PR #3011, opened 2017-05-25
(WIP) Switch shared/Popover from PropTypes to flow props

peterschussheim:
Associated Issue: #2804 

### Summary of Changes
convert from PropTypes to props using [codemod-proptypes-to-flow](https://github.com/billyvg/codemod-proptypes-to-flow)

### Test Plan
 - [x] yarn test-all
 - [x] hover over variables works
 - [ ] yarn flow: getting many Flow errors (shown below in screenshot), I would be most grateful for a bit of guidance on how to resolve them :)

### Screenshots
iterm2002
iterm2003

### DIFF
--- a/src/components/shared/Popover.js
+++ b/src/components/shared/Popover.js
@@ -7,7 +7,7 @@ const BracketArrow = createFactory(_BracketArrow);
 
 import "./Popover.css";
 
-export type Props = {
+type Props = {
   target?: Object,
   children?: Object,
   onMouseLeave?: Function,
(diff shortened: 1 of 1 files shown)


src/components/shared/Popover.js
```diff
@@ -1,12 +1,25 @@
...
 const BracketArrow = createFactory(_BracketArrow);
 
 import "./Popover.css";
 
+export type Props = {
+  target?: Object,
+  children?: Object,
+  onMouseLeave?: Function,
+  type?: string
+};
```
jasonLaster: why export them?

peterschussheim: I think the codemod added that; I just removed `export` and updated this PR.

What about all the flow errors?  Is that going down a rabbit hole trying to resolve them all?

jasonLaster: i say go for it. It's really helpful and we should be typing all the files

_ _ _

Every line that includes "Object" must be copied from the material above.

▶ _Solved problem_:
   target?: Object,
   children?: Object,
+  target?: Object,
+  children?: Object,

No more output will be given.